* _What is expected_: Search the material below for the word "quite" and copy every line in which it occurs.

[Start of section]

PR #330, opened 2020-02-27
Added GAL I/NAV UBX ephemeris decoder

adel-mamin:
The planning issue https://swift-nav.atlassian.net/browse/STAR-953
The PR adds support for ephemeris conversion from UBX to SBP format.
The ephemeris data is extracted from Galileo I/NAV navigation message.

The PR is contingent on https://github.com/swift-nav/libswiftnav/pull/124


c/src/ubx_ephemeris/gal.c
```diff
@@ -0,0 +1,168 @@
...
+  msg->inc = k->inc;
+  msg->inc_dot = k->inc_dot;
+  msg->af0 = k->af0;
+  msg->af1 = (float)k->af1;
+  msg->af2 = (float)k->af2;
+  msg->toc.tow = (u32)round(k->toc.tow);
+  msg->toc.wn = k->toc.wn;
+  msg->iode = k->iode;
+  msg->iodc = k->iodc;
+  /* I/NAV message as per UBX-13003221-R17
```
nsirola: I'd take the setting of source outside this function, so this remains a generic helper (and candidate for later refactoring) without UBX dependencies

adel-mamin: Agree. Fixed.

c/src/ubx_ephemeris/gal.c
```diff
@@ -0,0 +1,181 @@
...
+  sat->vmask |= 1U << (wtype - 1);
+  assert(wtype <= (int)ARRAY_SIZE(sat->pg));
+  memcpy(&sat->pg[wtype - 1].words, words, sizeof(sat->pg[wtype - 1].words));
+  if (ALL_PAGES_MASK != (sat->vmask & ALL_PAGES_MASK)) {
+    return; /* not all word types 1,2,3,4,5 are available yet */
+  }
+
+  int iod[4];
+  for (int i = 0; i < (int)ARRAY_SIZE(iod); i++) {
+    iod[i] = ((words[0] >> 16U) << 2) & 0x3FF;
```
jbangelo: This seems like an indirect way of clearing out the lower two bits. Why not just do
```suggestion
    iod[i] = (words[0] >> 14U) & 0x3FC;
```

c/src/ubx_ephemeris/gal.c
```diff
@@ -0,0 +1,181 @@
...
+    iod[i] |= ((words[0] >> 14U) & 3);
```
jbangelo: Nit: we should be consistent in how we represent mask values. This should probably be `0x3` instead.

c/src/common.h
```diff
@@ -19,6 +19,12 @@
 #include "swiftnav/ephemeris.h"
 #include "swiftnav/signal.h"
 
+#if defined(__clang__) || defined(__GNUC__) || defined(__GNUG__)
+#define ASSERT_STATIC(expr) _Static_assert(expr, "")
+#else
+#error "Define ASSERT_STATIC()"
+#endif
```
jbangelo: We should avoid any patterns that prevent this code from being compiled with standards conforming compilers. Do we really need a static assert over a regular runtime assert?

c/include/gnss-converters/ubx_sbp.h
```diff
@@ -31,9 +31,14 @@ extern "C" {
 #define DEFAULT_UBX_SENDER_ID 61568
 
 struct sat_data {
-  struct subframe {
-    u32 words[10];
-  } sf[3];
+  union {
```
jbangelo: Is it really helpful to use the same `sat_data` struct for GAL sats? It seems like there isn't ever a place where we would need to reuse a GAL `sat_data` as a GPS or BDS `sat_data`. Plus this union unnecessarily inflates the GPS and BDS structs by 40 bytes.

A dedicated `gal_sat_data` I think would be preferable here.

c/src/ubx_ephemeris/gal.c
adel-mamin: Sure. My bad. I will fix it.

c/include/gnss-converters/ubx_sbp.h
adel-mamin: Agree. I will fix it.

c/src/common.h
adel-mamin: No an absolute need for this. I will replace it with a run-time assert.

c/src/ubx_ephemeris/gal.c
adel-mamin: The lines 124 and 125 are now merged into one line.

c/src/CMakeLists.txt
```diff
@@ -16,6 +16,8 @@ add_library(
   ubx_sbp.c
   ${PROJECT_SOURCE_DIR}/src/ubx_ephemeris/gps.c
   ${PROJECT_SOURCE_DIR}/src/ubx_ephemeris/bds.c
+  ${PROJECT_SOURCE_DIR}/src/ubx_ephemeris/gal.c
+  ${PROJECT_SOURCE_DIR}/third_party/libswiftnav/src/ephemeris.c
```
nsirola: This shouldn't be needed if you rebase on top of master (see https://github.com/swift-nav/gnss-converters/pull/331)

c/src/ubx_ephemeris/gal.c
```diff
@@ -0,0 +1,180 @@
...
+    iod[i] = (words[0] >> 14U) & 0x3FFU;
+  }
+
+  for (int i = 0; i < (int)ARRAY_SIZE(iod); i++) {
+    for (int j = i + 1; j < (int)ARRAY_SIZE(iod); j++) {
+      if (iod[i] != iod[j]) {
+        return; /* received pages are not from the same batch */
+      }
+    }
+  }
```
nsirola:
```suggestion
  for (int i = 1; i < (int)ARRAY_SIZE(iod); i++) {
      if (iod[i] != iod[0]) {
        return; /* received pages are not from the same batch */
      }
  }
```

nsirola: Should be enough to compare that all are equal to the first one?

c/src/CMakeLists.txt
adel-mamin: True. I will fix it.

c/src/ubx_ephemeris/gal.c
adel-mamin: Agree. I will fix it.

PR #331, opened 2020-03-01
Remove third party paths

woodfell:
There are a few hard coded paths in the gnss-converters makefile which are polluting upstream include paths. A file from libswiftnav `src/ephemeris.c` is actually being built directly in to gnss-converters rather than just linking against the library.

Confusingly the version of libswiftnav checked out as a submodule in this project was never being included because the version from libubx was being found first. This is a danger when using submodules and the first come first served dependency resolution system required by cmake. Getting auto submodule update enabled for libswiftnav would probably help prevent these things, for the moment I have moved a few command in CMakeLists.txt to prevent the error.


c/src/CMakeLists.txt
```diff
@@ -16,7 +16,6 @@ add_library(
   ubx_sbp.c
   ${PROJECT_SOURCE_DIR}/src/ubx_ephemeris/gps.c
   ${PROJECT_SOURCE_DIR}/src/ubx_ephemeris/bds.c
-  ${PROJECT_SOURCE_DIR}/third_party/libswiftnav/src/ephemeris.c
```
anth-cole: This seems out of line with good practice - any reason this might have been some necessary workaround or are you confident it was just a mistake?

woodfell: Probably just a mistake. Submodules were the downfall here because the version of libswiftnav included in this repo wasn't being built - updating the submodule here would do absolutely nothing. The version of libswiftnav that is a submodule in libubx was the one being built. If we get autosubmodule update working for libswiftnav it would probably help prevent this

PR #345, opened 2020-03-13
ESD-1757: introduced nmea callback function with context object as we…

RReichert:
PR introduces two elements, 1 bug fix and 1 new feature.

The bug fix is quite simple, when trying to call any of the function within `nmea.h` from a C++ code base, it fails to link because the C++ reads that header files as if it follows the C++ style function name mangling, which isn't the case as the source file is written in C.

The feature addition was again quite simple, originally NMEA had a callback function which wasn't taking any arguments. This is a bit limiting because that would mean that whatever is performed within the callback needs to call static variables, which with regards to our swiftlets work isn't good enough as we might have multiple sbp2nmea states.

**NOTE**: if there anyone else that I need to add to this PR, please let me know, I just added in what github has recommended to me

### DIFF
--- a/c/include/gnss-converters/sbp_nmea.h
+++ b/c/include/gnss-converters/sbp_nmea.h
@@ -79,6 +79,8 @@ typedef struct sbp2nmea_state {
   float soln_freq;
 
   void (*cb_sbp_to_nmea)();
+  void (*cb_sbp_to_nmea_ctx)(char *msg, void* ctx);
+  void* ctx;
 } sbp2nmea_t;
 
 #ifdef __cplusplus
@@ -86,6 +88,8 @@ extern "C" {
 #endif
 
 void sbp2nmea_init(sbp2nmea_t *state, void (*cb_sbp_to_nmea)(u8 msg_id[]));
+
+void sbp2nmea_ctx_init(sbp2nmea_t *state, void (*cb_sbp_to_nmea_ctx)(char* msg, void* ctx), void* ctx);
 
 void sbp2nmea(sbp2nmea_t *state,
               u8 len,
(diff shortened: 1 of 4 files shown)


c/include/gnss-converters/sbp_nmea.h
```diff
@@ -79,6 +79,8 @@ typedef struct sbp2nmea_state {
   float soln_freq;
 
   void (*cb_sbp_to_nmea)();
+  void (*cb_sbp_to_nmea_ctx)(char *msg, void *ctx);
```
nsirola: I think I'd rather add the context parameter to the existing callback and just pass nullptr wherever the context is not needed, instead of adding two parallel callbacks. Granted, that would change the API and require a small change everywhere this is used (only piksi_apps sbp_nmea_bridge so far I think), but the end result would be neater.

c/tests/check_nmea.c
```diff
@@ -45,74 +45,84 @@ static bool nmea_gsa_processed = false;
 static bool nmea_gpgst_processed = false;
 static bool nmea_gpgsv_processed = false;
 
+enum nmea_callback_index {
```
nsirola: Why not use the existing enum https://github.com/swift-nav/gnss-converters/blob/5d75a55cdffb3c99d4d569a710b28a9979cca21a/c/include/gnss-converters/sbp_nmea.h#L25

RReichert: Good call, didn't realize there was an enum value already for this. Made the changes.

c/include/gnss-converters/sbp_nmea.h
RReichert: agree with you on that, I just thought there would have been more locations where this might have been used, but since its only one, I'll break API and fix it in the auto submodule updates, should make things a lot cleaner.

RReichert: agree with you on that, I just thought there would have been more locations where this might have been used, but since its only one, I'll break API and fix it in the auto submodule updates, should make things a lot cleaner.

[End of section]
[Start of section]

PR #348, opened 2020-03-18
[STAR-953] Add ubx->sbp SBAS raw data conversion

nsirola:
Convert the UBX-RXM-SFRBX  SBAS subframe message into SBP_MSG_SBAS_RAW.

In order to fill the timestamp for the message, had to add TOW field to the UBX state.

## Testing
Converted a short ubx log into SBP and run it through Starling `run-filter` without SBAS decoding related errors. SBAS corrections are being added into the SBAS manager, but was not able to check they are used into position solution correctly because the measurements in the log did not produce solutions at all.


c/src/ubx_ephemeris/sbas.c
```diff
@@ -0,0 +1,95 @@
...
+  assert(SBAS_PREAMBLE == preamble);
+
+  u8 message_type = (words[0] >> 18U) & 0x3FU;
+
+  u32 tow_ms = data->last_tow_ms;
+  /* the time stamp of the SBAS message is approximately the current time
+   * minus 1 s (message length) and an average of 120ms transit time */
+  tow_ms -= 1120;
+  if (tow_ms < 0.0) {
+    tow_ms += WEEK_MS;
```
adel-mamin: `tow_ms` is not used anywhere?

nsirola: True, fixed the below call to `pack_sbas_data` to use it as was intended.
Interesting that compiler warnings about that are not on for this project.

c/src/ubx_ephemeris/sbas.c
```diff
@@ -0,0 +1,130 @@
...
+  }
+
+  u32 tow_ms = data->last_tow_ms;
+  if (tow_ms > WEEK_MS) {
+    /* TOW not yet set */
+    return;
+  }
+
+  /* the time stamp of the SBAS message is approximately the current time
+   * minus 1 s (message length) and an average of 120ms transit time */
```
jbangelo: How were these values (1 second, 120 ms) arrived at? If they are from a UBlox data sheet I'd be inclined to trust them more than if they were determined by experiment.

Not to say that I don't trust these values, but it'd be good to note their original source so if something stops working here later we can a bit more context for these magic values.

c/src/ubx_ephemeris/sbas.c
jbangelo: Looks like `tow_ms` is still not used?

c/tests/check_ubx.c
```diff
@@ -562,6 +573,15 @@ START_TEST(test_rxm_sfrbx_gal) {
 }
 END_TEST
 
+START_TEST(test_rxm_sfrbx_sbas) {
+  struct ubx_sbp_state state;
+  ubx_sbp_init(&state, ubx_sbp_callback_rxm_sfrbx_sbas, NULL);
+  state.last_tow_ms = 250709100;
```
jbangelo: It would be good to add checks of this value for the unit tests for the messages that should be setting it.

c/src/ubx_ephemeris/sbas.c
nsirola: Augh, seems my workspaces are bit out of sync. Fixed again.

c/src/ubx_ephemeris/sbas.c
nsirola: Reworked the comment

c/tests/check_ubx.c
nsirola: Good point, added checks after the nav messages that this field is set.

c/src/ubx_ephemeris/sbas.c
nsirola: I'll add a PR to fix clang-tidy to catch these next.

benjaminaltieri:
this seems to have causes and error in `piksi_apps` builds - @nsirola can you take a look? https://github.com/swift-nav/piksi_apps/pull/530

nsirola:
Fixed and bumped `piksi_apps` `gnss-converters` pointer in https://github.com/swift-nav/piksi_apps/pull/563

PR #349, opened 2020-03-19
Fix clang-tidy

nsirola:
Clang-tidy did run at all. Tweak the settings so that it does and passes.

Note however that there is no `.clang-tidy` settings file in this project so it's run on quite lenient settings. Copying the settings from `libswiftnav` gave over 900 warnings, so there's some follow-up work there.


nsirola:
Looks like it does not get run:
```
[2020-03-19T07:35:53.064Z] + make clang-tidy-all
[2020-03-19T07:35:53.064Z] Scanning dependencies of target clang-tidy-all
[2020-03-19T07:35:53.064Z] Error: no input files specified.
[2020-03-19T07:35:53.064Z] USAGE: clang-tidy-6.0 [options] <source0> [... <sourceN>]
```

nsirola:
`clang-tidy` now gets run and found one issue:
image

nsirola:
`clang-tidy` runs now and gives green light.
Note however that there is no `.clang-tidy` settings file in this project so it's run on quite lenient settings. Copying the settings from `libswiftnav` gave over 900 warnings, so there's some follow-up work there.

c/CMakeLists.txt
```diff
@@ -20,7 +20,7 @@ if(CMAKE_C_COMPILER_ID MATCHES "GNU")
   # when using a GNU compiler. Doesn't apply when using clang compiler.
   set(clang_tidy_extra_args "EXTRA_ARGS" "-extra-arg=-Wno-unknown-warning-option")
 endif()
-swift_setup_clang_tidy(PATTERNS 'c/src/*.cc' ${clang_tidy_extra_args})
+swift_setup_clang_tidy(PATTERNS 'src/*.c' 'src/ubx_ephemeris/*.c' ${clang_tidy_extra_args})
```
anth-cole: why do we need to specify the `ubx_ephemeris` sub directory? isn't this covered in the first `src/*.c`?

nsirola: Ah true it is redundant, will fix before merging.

[End of section]

* _Solution to this task_:
The bug fix is quite simple, when trying to call any of the function within `nmea.h` from a C++ code base, it fails to link because the C++ reads that header files as if it follows the C++ style function name mangling, which isn't the case as the source file is written in C.
The feature addition was again quite simple, originally NMEA had a callback function which wasn't taking any arguments. This is a bit limiting because that would mean that whatever is performed within the callback needs to call static variables, which with regards to our swiftlets work isn't good enough as we might have multiple sbp2nmea states.
Note however that there is no `.clang-tidy` settings file in this project so it's run on quite lenient settings. Copying the settings from `libswiftnav` gave over 900 warnings, so there's some follow-up work there.
Note however that there is no `.clang-tidy` settings file in this project so it's run on quite lenient settings. Copying the settings from `libswiftnav` gave over 900 warnings, so there's some follow-up work there.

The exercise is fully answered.